## Task description
Below are the records; print them all without any alteration.

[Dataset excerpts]

BEGIN

PR #3656, opened 2022-06-08
Fixing concurrency problems with unread count

leandroBorgesFerreira:
issue: https://github.com/GetStream/stream-chat-android/issues/3657

### 🎯 Goal

Fix race condition that makes count for unread messages be incremented twice. 

### 🛠 Implementation details

Adding a synchronized block to prevent multiple threads to access logic to increment data. 

### 🧪 Testing

It is a race condition hard to reproduce. We can check that the changes work with a customer that presented the problem. 

#### General

#### Code & documentation

### ☑️Reviewer Checklist

### 🎉 GIF


stream-chat-android-offline/src/main/java/io/getstream/chat/android/offline/plugin/logic/channel/internal/ChannelLogic.kt
```diff
@@ -399,34 +399,34 @@ internal class ChannelLogic(
      *
      * @param message [Message].
      */
-    internal fun incrementUnreadCountIfNecessary(message: Message) {
+    private fun incrementUnreadCountIfNecessary(message: Message) {
         val currentUserId = globalMutableState.user.value?.id ?: return
+        val unreadCount: Int = mutableState._unreadCount.value
```
leandroBorgesFerreira, line 404: Here I'm dealing with race conditions with immutability instead of locks. I don't pick the value of unreadCount **after** the `shouldIncrementUnreadCount` evaluation. So even if the change in the `unreadCount` happens twice, if will happen for the same value, because the snapshot of the data already happened.

stream-chat-android-offline/src/main/java/io/getstream/chat/android/offline/event/handler/internal/EventHandlerProvider.kt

END

## Response to this exercise
PR #3656, opened 2022-06-08
Fixing concurrency problems with unread count

leandroBorgesFerreira:
issue: https://github.com/GetStream/stream-chat-android/issues/3657

### 🎯 Goal

Fix race condition that makes count for unread messages be incremented twice. 

### 🛠 Implementation details

Adding a synchronized block to prevent multiple threads to access logic to increment data. 

### 🧪 Testing

It is a race condition hard to reproduce. We can check that the changes work with a customer that presented the problem. 

#### General

#### Code & documentation

### ☑️Reviewer Checklist

### 🎉 GIF


stream-chat-android-offline/src/main/java/io/getstream/chat/android/offline/plugin/logic/channel/internal/ChannelLogic.kt
```diff
@@ -399,34 +399,34 @@ internal class ChannelLogic(
      *
      * @param message [Message].
      */
-    internal fun incrementUnreadCountIfNecessary(message: Message) {
+    private fun incrementUnreadCountIfNecessary(message: Message) {
         val currentUserId = globalMutableState.user.value?.id ?: return
+        val unreadCount: Int = mutableState._unreadCount.value
```
leandroBorgesFerreira, line 404: Here I'm dealing with race conditions with immutability instead of locks. I don't pick the value of unreadCount **after** the `shouldIncrementUnreadCount` evaluation. So even if the change in the `unreadCount` happens twice, if will happen for the same value, because the snapshot of the data already happened.

stream-chat-android-offline/src/main/java/io/getstream/chat/android/offline/event/handler/internal/EventHandlerProvider.kt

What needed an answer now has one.